Y'know, I noticed that as well...on the second viewing. :lol:


----------



## electric indigo (Dec 21, 2011)

Trekkriffic said:


> Awesome opening with the crashed ISD.


So, the Jawas are extinct now?


----------



## SteveR (Aug 7, 2005)

Looks like good fun. Here's hoping George didn't write the dialogue.


----------



## JeffBond (Dec 9, 2013)

Lucas has nothing to do with it. And the desert planet isn't Tatooine.


----------



## lunadude (Oct 21, 2006)

Here's a fan edit of trailers 1 + 2.
https://vimeo.com/125204587


----------



## Maritain (Jan 16, 2008)

Its is cool to see Han and Chewy again.


----------



## SteveR (Aug 7, 2005)

JeffBond said:


> Lucas has nothing to do with it.


Happy for that.


----------



## Paper Hollywood (Nov 2, 2011)

Old heroes never fade away. They just grow beards.


----------



## Zombie_61 (Apr 21, 2004)

Paper Hollywood said:


> Old heroes never fade away. They just grow beards.


_Contractually obligated_ beards.


----------



## harristotle (Aug 7, 2008)

I cannot wait for this to come out, as someone else mentioned it feels like the original Star Wars! 

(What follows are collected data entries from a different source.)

Issue #504, opened 2025-02-12
Extract non-sensitive project data from NLnet sources and store it in tree


erictapen:
We need a non-sensitive version of the metadata extracted by the script `extract-project-metadata.py` from https://github.com/ngi-nix/summer-of-nix/pull/114. The result of that process should live in tree, probably in the `overview/` directory.

eljamm:
Added the option to extract data from the NLnet dashboard in a way that's suitable for the project overview in https://github.com/ngi-nix/summer-of-nix/pull/146

erictapen:
So the kind of basic structure that @eljamm and I discussed yesterday would look like this.

`SoftwareProject` is a *project* identifier, so it's something we invent manually. `subgrants` contains the identifier that are used on https://nlnet.nl/project/.

```
{
  "SoftwareProject": {
    "subgrants": [ "SoftwareProjectBlib", "SoftwareProjectBlub" ],
    "name": "Software Project",
    "summary": "A software Project that makes everything",
    websites: ["https://github.com/foo/bar", "https://foo.bar"],
    …
  },
  …
}
```

erictapen:
Sounds reasonable!

eljamm:
> So the kind of basic structure that @eljamm and I discussed yesterday would look like this.

Yup, this looks good to me.  

> SoftwareProject is a project identifier, so it's something we invent manually.

One thing to note here is that since a `project` is not a concept that exists in the data, but rather something we're inventing, its summary will be something we'll have to manually create, or we'd need to figure out which summary from the subgrants to use.

Also, `subgrants` doesn't necessarily need to be a list as we could have it as a dict, which will allow us more freedom when accessing the data. As such, the structure could be something like this:

```json
{
  "SoftwareProject": {
    "name": "Software Project",
    "summary": "A software project that makes everything",
    "subgrants": {
      "SoftwareProjectBlib": {
        "name": "SoftwareProjectBlib",
        "summary": "Part of the software project that makes everything"
      },
      "SoftwareProjectBlub": {
        "name": "SoftwareProjectBlub",
        "summary": "Another part of the software project that makes everything"
      }
    },
    "websites": ["https://github.com/foo/bar", "https://foo.bar"]
  }
}
```

eljamm:
I agree that we should continue discussing this in code, but I think a better place for this would be in https://github.com/ngi-nix/ngipkgs/pull/507

PR #507, opened 2025-02-14
Add typed models for projects

eljamm:
Can be tested with:

```sh
nix-instantiate --eval --strict --expr "let self = import ./default.nix {}; in self.project-models.example"
```

You can also use [watchexec](https://search.nixos.org/packages?channel=unstable&show=watchexec&from=0&size=50&sort=relevance&type=packages&query=watchexec) to continuously monitor the output as the file changes:

```sh
watchexec '<COMMAND>'
```

If this is the correct way to go, project deliverables will be added next.

### DIFF
--- a/projects/models.nix
+++ b/projects/models.nix
@@ -1,0 +1,53 @@
+{
+  lib,
+  pkgs,
+  sources,
+}:
+let
+  yants = import sources.yants { };
+
+  inherit (yants)
+    string
+    list
+    option
+    attrs
+    ;
+in
+rec {
+  project =
+    p: with p; {
+      name = string name;
+      metadata = with metadata; {
+        summary = string summary;
+        fund = string fund;
+        status = string status;
+
+        websites = with websites; {
+          repo = string repo;
+          docs = option string (websites.docs or null);
+          other = list string other;
+
+          contact = option (attrs (option string)) {
+            email = contact.email or null;
+            forum = contact.forum or null;
+            matrix = contact.matrix or null;
+            blog = contact.blog or null;
+          };
+        };
+      };
+    };
+
+  example = project {
+    name = "";
+    metadata = {
+      summary = "";
+      websites = {
+        repo = "";
+        contact = null;
+        other = [ ];
+      };
+      fund = "";
+      status = "";
+    };
+  };
+}
--- a/default.nix
+++ b/default.nix
@@ -63,6 +63,8 @@ rec {
     };
   };
 
+  project-models = import ./projects/models.nix { inherit lib pkgs sources; };
+
   # TODO: find a better place for this
   metrics = with lib; {
     projects = attrNames raw-projects;
--- a/flake.lock
+++ b/flake.lock
@@ -267,7 +267,8 @@
         "nixpkgs-stable": "nixpkgs-stable",
         "pre-commit-hooks": "pre-commit-hooks",
         "sops-nix": "sops-nix",
-        "systems": "systems"
+        "systems": "systems",
+        "yants": "yants"
       }
     },
     "slimlock": {
@@ -346,6 +347,22 @@
         "owner": "numtide",
         "repo": "treefmt-nix",
         "type": "github"
+      }
+    },
+    "yants": {
+      "flake": false,
+      "locked": {
+        "lastModified": 1645270620,
+        "narHash": "sha256-wwkl3K200UbW9Z7BRlVH8HOEXCaVYP2MqZpsF9EhgZg=",
+        "ref": "refs/heads/canon",
+        "rev": "efeb6dc11eb1a1e88d41dc2093fc5aa31f7abd35",
+        "revCount": 15,
+        "type": "git",
+        "url": "https://code.tvl.fyi/depot.git:/nix/yants.git"
+      },
+      "original": {
+        "type": "git",
+        "url": "https://code.tvl.fyi/depot.git:/nix/yants.git"
       }
     }
   },
--- a/flake.nix
+++ b/flake.nix
@@ -13,6 +13,8 @@
   inputs.sops-nix.url = "github:Mic92/sops-nix";
   inputs.buildbot-nix.inputs.nixpkgs.follows = "nixpkgs";
   inputs.buildbot-nix.url = "github:nix-community/buildbot-nix";
+  inputs.yants.url = "git+https://code.tvl.fyi/depot.git:/nix/yants.git";
+  inputs.yants.flake = false;
 
   # See <https://github.com/ngi-nix/ngipkgs/issues/24> for plans to support Darwin.
   inputs.systems.url = "github:nix-systems/default-linux";


projects/models.nix
```diff
@@ -0,0 +1,53 @@
...
+        summary = string summary;
+        fund = string fund;
+        status = string status;
+
+        websites = with websites; {
+          repo = string repo;
+          docs = option string (websites.docs or null);
+          other = list string other;
+
+          contact = option (attrs (option string)) {
```
erictapen, line 30: Why is a contact in the websites attrs?

projects/models.nix
```diff
@@ -0,0 +1,53 @@
...
+    ;
+in
+rec {
+  project =
+    p: with p; {
+      name = string name;
+      metadata = with metadata; {
+        summary = string summary;
+        fund = string fund;
+        status = string status;
```
erictapen, line 23: is this something like packaged/not yet packaged/not planned? Could be an enum then.

erictapen (commented):
Nice, looking forward to have some kind of model in tree that we can start iterating on.

We might want to consider adding extensive doc comments in `projects/models.nix`, as this is a file that is likely to be looked at by contributors a lot.

Also I'm not sure I yet understand the exact scope of the project model. Is it supposed to eventually contain only the external data we get from NLnet or also the kind of information that we have from the package set itself, e.g. versions, vulnerabilities, labels?

projects/models.nix
fricklerhandwerk, line 23: Funds can be calculated from subgrants, and we should probably have those as a list of enum here.

fricklerhandwerk: There's a status field in the NLnet dashboard, but that's not very useful for us here, and really just an accounting thing. It's supposed to say something about handling status by partners. We keep this in our internal system already and that's good enough.

projects/models.nix
```diff
@@ -0,0 +1,56 @@
...
+    p: with p; {
+      name = string name;
+      metadata = with metadata; {
+        summary = string summary;
+        funds = list (enum [
+          "Commons"
+          "Core"
+          "Entrust"
+          "Review"
+        ]) funds;
```
fricklerhandwerk, line 29: Maybe leave funds out as long as we don't have code/processes for adding values. As discussed elsewhere, that information is attached to subgrants, and we want those separate anyway so we can link to https://nlnet.nl/project.

projects/models.nix
```diff
@@ -0,0 +1,56 @@
...
+          repo = string websites.repo;
+          docs = option string (websites.docs or null);
+          blog = option string (websites.blog or null);
+          forum = option string (websites.forum or null);
+          matrix = option string (websites.matrix or null);
+          other = list string (websites.other or [ ]);
+        };
+        contact = {
+          email = option string (contact.email or null);
+        };
```
fricklerhandwerk, line 40: It's alright to keep the field if we don't expose that information from the NLnet dashboard. In any case I suggest not adding that if we don't have a concrete use case for it.

projects/models.nix
```diff
@@ -0,0 +1,45 @@
...
+    either
+    ;
+in
+rec {
+  project =
+    p: with p; {
+      name = string name;
+      metadata = with metadata; {
+        summary = string summary;
+        websites = attrs (either (option string) (list string)) {
```
eljamm, line 24: In https://github.com/ngi-nix/ngipkgs/issues/504#issuecomment-2666515871, it was metioned that 

> `websites` will now be denormalised because those actually come from each subgrant -- if we keep them there, we can re-aggregate them in presentation if needed.

Does it make sense to look at this PR's model as the representation?

projects/models.nix
```diff
@@ -0,0 +1,126 @@
...
+    name = string;
+    documentation = optionalStruct {
+      config = option string;
+    };
+    examples = nonEmtpyAttrs (option exampleType);
+  };
+
+  exampleType = struct "example" {
+    description = option string; # TODO: should this be non-optional?
+    path = either string path;
```
eljamm, line 42: I forgot, what did we say `path` will be used for?

fricklerhandwerk: The path to the expression we use as an example (see some projects that have examples, e.g. Atomic Data)

projects/models.nix
```diff
@@ -0,0 +1,128 @@
...
+    enum
+    either
+    struct
+    drv
+    path
+    restrict
+    ;
+
+  programType = struct "program" {
+    name = string;
```
fricklerhandwerk, line 23:
```suggestion
    name = option string;
```

I don't see the need for a human-readable name *yet*, so we could leave that optional.

projects/models.nix
```diff
@@ -0,0 +1,128 @@
...
+    source = drv;
```
fricklerhandwerk, line 24: We decided programs should also be NixOS modules (`programs.<symbolic application name>`), so the actual sources would be an implementation detail we later think about whether and how expose it in the UI. So arguably that could just as well be

```suggestion
    module = defun [attrs attrs];
```

fricklerhandwerk:
I guess the next meaningful step to get this merged is to hook up (and refactor as needed) at least one actual project description with real values. This sort of slightly-larger-scale refactoring can be kicked off by adding an entirely new code path for constructing the projects collection, and adding a migration so the old stuff doesn't break.

E.g. we could move `//projects` to `//projects-old`, and have the `//projects-old/default.nix` convert the new format (after the type check!) to the old format, and migrate projects incrementally `//projects-old` is empty. That way
- we're always exercising the new code without having to rework the overview rendering code
- have a progress indicator right there in the code
- the old code appropriately looks like a garbage dump that needs to be gotten rid of until it's not needed any more and can be discarded

projects/models.nix
```diff
@@ -0,0 +1,128 @@
...
+    function
+    any
+    ;
+
+  programType = struct "program" {
+    name = option string;
+    module = defun [
+      (attrs any)
+      (attrs any)
+    ] function any;
```
fricklerhandwerk, line 29: I'm not sure on the exact syntax here, can you please add an example to check?

fricklerhandwerk: I'd like to see the shape of an actual module, namely `{...}: {}`. Maybe I read the docs too superficially, but I understood we'd write `defun [(attrs any) (attrs any)]` and then apply `{...}: {}` as a value to be type-checked.

projects/Aerogramme/default.nix
```diff
@@ -1,10 +1,15 @@
...
+  pkgs,
+  sources,
+}@args:
+{
+  name = "Aerogramme";
   nixos = {
     # https://aerogramme.deuxfleurs.fr/documentation/cookbook/config/
     # https://aerogramme.deuxfleurs.fr/documentation/cookbook/service-manager/
     modules.services = null;
+    modules.packages = { inherit (pkgs) aerogramme; };
```
fricklerhandwerk, line 12: This needs to be a proper `programs` module, but not sure if Aerogramme even has standalone executables, so likely this line just needs to go away (which would correctly reflect taht we're not particularly far with packaging that one)

```suggestion
```

eljamm: Does that mean that we should keep `modules.packages`? If not, where do we put the packages in the new structure for the current overview?

fricklerhandwerk: As discussed in one of the many discussions so far, the Nixpkgs notion of packages (which is largely a derivation with a bunch of data tacked on) is not particularly useful for us apart from providing files to work with, and it's merely an implementation detail for the our collection of NGI applications.

projects/models.nix
eljamm: There were issues making `defun` work inside structs, but when it's it's defined outside of it, then it works as you've described. I've included a slightly more elaborate example than a `{...}: {}` to show the result.

projects/Aerogramme/default.nix
```diff
@@ -1,6 +1,10 @@
...
-  packages = { inherit (pkgs) aerogramme; };
+  lib,
+  pkgs,
+  sources,
+}@args:
+{
+  name = "Aerogramme";
   nixos = {
     # https://aerogramme.deuxfleurs.fr/documentation/cookbook/config/
     # https://aerogramme.deuxfleurs.fr/documentation/cookbook/service-manager/
```
fricklerhandwerk, line 10:
```suggestion
    # https://aerogramme.deuxfleurs.fr/documentation/cookbook/service-manager/
    # derivation at https://github.com/NixOS/nixpkgs/blob/nixos-24.11/pkgs/by-name/ae/aerogramme/package.nix
```

Maybe worth mentioning

projects/models.nix
```diff
@@ -0,0 +1,152 @@
...
+      config = option string;
+    };
+    examples = nonEmtpyAttrs (option exampleType);
+  };
+
+  exampleType = struct "example" {
+    description = option string; # TODO: should this be non-optional?
+    path = either string path;
+    documentation = option string;
+    tests = nonEmtpyAttrs drv;
```
fricklerhandwerk, line 66: Aha, tying tests to example right there in the is actually very clever. But do we want standalone "non-example" tests at all then?

projects/models.nix
```diff
@@ -0,0 +1,152 @@
...
+    documentation = optionalStruct {
+      config = option string;
+    };
+    examples = nonEmtpyAttrs (option exampleType);
+  };
+
+  exampleType = struct "example" {
+    description = option string; # TODO: should this be non-optional?
+    path = either string path;
+    documentation = option string;
```
fricklerhandwerk, line 65: Generally for reference we probably want a structured URL type along these lines:

```nix
  urlType = struct "URL" {
    text = string;
    # we may later want to do a fancy syntax check in a custom `typdef`
    link = string;
  };
```

projects/models.nix
```diff
@@ -0,0 +1,152 @@
...
+    name = option string;
+    path = either string path;
+    documentation = optionalStruct {
+      config = option string;
+    };
+    examples = nonEmtpyAttrs (option exampleType);
+  };
+
+  exampleType = struct "example" {
+    description = option string; # TODO: should this be non-optional?
```
fricklerhandwerk, line 63: Yes, bare code is useless to most people.

```suggestion
    description = string;
```

projects/models.nix
```diff
@@ -0,0 +1,152 @@
...
+
+          foobar-cli = {
+            name = "foobar-cli";
+            module = mkModule {
+              name = "foobar";
+              src = "";
+
+              # not included in the final attribute
+              test = "";
+            };
```
fricklerhandwerk, line 136: I expect it to be an actual module:

```suggestion
            module = { lib, ... }: {
              enable = lib.mkEnableOption "foobar CLI";
            };
```

fricklerhandwerk:
Looks to me like this is almost there, thank you very much.

Some side notes simply to drop them somewhere, not relevant for merging this:
- We're missing libraries and plugins here, as well as a few (currently fringe) deliverables such as mobile apps or arbitrary files (e.g. like with Libre-SOC), i.e. stuff that is not necessarily NixOS specific. This okay and we can add them as we go.
- Plugins could be a per-project type defined in the relevant program/service module
- Libraries could be values for use in a per-project service/module field (akin to `python.withPackages`), but would be specified in a per-ecosystem type, e.g. under `<project>.libraries.<ecosystem>.<name>`.
  - Sigh, we'd need to curate ecosystems, but fortunately we're only dealing with a few there and can go about this incrementally.
  - We'll probably need a migration path from "Nixpkgs code goo where everything is a derivation with random attrs attached" though, since we already quite a bunch of those libraries packaged and would want to show them even if we don't have a proper type figured out.

projects/models.nix
fricklerhandwerk: Yeah sorry I actually did misread the docs. `defun` does runtime input/output typechecks, and while that's nice we don't need or want that here. See the other comment

projects/Aerogramme/default.nix
```diff
@@ -1,9 +1,14 @@
...
+    # derivation at https://github.com/NixOS/nixpkgs/blob/nixos-24.11/pkgs/by-name/ae/aerogramme/package.nix
     modules.services = null;
```
fricklerhandwerk, line 12: Thinking about it, in order to not lose already existing information we may want an absolutely minimal module here, such as

```suggestion
    modules.services = { lib, pkgs, ... }: {
        options = {
          enable = lib.mkEnableOption "Aerogramme " ;
          package = lib.mkPackageOption pkgs "aerogramme" { };
        }
    };
```

projects/models.nix
eljamm: This makes sense to me. I assume we should do the same for `programs` and `services`, but do we want to make them into an `attrs` or restrict which types of links are allowed with `struct`?

> ... and possibly later auto-add a __toString attribute or even various output formats so we can string interpolate this in e.g. example descriptions for correct-by-construction URLs.

Yup, I believe this is possible as well.

projects/models.nix
eljamm: That's a good question. I currently think of `project.tests` as a pool which we can be reused in other places. Two examples might need the same test, so in that case it makes sense to just link them there:

```nix
examples.basic = {
  tests = {
    inherit (tests) basic;
  };
};
examples.advanced = {
  tests = {
    inherit (tests) basic advanced;
  };
};
tests.basic = "...";
tests.advanced = "...";
```

This also means we can have internal tests that aren't necessarily meant to be exposed through examples.

On the other end, we could put such tests in something like `project.examples._tests` or somewhere similar:

```nix
examples = {
  _tests = {
    description = "Tests that don't have examples";
    module = { ... }: { };
    tests.basic = "";
    tests.advanced = "";
  };
};
```

projects/models.nix
fricklerhandwerk: Where we know (or expect) a certain set of URLs I'd go for struct. Free form stuff such as additinal references can be attrs.

projects/models.nix
```diff
@@ -0,0 +1,155 @@
...
+  optionalStruct = set: option (struct set);
+  optionalAttrs = set: option (attrs set);
+  nonEmtpyAttrs = t: restrict "non-empty-attrs" (a: a != { }) (attrs t);
+  absPath = restrict "absolute-path" (p: lib.pathExists p) (either path string);
+in
+rec {
+  project = struct {
+    name = string;
+    metadata = optionalStruct {
+      summary = option string;
```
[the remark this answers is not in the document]
fricklerhandwerk: As we discussed at some point, the source is an implementation detail somewhere deep inside a derivation. And as I mentioned in the top level comment, I'd prefer proper structured data for ecosystem stuff. A framework will have certain properties and refer only to a certain part of the project, which may have multiple components written in different languages.

projects/AtomicData/default.nix
```diff
@@ -1,20 +1,22 @@
 { pkgs, ... }@args:
 {
-  packages = {
-    inherit (pkgs)
-      atomic-server
-      atomic-browser
-      atomic-cli
-      ;
-  };
+  # TODO: put these in modules
```
fricklerhandwerk, line 3: Let's not leave it in a broken state. Either port it completely or ditch it

fricklerhandwerk:
Left "review comments" in the form of commits. None of the TODOs should get addressed in this PR, but it does need fixing the build by adapting the example and ported projects.

fricklerhandwerk (approved):

eljamm:
CI now fails because [MarginaliaSearch](https://github.com/ngi-nix/ngipkgs/tree/aa262ae08f9029acb2aaf82bf75e847ed8617e2a/projects/MarginaliaSearch) will exist in the `projects` folder after the merge, and not `projects-old`. Should I rebase and move it or do we merge this first and then fix that later?

projects/Aerogramme/default.nix
```diff
@@ -28,7 +28,8 @@
             package = lib.mkPackageOption pkgs "aerogramme" { };
           };
           # TODO: add a service definition
-          meta.broken = true;
+          # NOTE: enabling this fails with "The option `meta.broken' does not exist"
```
fricklerhandwerk, line 31: Hm, I wonder how NixOS does it then, because it certainly has those meta fields...

projects/models.nix
```diff
@@ -45,23 +50,17 @@ let
   serviceType = struct "service" {
     name = option string;
     module = moduleType;
-    references = optionalStruct {
-      config = option urlType;
-    };
-    examples = nonEmtpyAttrs (option exampleType);
+    references = optionalAttrs (option urlType);
```
fricklerhandwerk, line 53: Please rename to `links` (for brevity) as mentioned earlier

projects/Aerogramme/default.nix
eljamm: I don't think it was breaking before. We can investigate this later, though.

fricklerhandwerk:
Please make it cleanly mergeable. I recommend resetting and slicing new commits.

fricklerhandwerk (approved):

If JJ had given the care and attention to Trek that it appears he's giving to Star Wars we'd have probably all loved those too.


----------



## Jiver (Jul 18, 2009)

Seems like the company who designed the TIE-fighters has made some progress too over 30 years. They can fly in the atmosphere now


----------



## harristotle (Aug 7, 2008)

Jiver said:


> Seems like the company who designed the TIE-fighters has made some progress too over 30 years. They can fly in the atmosphere now


They could in the books too, just had terrible maneuverability due to atmospheric drag.


----------



## ClubTepes (Jul 31, 2002)

Jiver said:


> Seems like the company who designed the TIE-fighters has made some progress too over 30 years. They can fly in the atmosphere now


They flew in the atmosphere in Empire.

And BTW - this thread should be in the movie discussion section.


----------



## Owen E Oulton (Jan 6, 2012)

Jiver said:


> Seems like the company who designed the TIE-fighters has made some progress too over 30 years. They can fly in the atmosphere now


They did in the original movie, too...


----------



## Richard Baker (Aug 8, 2006)

Owen E Oulton said:


> They did in the original movie, too...


Star Wars 4, A New Hope?


----------



## ClubTepes (Jul 31, 2002)

Richard Baker said:


> Star Wars 4, A New Hope?


Empire. I think he might have forget to type an 's' after 'movie'.


----------



## Owen E Oulton (Jan 6, 2012)

Nope, I did indeed mean "movie" - singular. As in, the original _Star Wars_ in 1977, a year before they added the "Episode 4" to the title. There's a scene where the X-wings are being launched from the jungle surface and you see them flying up into the air, while a rebel trooper on a tower observes them through "macrobinoculars".

Jeez, don't you guys actually _watch_ these movies?


----------



## Zombie_61 (Apr 21, 2004)

Owen E Oulton said:


> Nope, I did indeed mean "movie" - singular. As in, the original _Star Wars_ in 1977, a year before they added the "Episode 4" to the title. There's a scene where the X-wings are being launched from the jungle surface and you see them flying up into the air, while a rebel trooper on a tower observes them through "macrobinoculars".
> 
> Jeez, don't you guys actually _watch_ these movies?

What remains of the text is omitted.